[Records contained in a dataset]

^^^^^^^^

PR #224, opened 2023-04-05
Fix 3 hourly frequency update in go-cart to allow start/stop regression in less than 3 hour chances

### LINKED ISSUE #146: Hard coded 3 hourly frequency in gocart2g
@amdasilva @pcolarco @adarmenov  @weiyuan-jiang @tclune @mathomp4 

There is this issue reported in UFS that appears to involve gocart2g:
https://github.com/ufs-community/ufs-weather-model/issues/1190

now Matt noticed that a 4 hour vs 2 + 2 start/stop regression was failing. We then remembered there is a hard coded 3 hourly alarm in gocart2g! In these spots:
https://github.com/GEOS-ESM/GOCART/blob/v2.0.6/ESMF/GOCART2G_GridComp/NI2G_GridComp/NI2G_GridCompMod.F90#L393
https://github.com/GEOS-ESM/GOCART/blob/v2.0.6/ESMF/GOCART2G_GridComp/SU2G_GridComp/SU2G_GridCompMod.F90#L480

If I change this to 2 hours, the 4 hour vs 2 + 2 regression passes. So it does seem possible this could be the problem for UFS. At the very least it seems like either whatever the point of this alarm is it either needs to be divisible by the job segment or perhaps we are not saving something in the internal state that needs to be checkpointed.

bena-nasa:
fixes #146

This fixes a long standing issue that one can not start and stop the model in anything less than 3 hour increments to test start/stop regression because of GOCART

I will not rehash why this occurring other than to say this is unacceptable. If you look in the issue you will see all the details. The one thing I had to do was remove ESFM alarms, the whole problem was that an alarm was made relative to the model start time which just can not be. But the problem is if the ESMF Alarm is created correctly, say at 0z of the day so that no matter when you start you get the same behavior, it does not work right as there are fundamental bugs in ESMF alarms. ESMF is aware of this and will fix it some day, but until then we must avoid using them. In it's place I made a simple function that says is my time some frequency from 0z during the day.

This is zero-diff in my test and allows one to do start/stop regression at less than 3 hour increments which is very, very useful for debugging when you need it and multiple people have wasted time doing regression tests and were not aware of this "bug". Plus this what was coded was fundamentally not right.

Note I made the same function in two routines as I did not see any common place in GOCART2G for helper procedures such as this to go, although if there is, or we should invent one, I can do that.

### DIFF
--- a/CHANGELOG.md
+++ b/CHANGELOG.md
@@ -16,7 +16,7 @@ and this project adheres to [Semantic Versioning](https://semver.org/spec/v2.0.0
 - To do: remove hooks to old (legacy) GOCART.data instances in CHEM and setup scripts
 - Fixed rc file in legacy O3 component.
 - Fixed issue #223 where Global dimension was being used for allocating a local array	
-- 
+-    
 ### Added
 
 ### Changed
--- a/ESMF/GOCART2G_GridComp/NI2G_GridComp/NI2G_GridCompMod.F90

^^^^^^^^

Aim of the exercise – Which lines run from the one containing "--- a/CHANGELOG.md" to the final line of the entries? Return those lines exactly, and only those.

Answer to the problem –
--- a/CHANGELOG.md
+++ b/CHANGELOG.md
@@ -16,7 +16,7 @@ and this project adheres to [Semantic Versioning](https://semver.org/spec/v2.0.0
 - To do: remove hooks to old (legacy) GOCART.data instances in CHEM and setup scripts
 - Fixed rc file in legacy O3 component.
 - Fixed issue #223 where Global dimension was being used for allocating a local array	
-- 
+-    
 ### Added
 
 ### Changed
--- a/ESMF/GOCART2G_GridComp/NI2G_GridComp/NI2G_GridCompMod.F90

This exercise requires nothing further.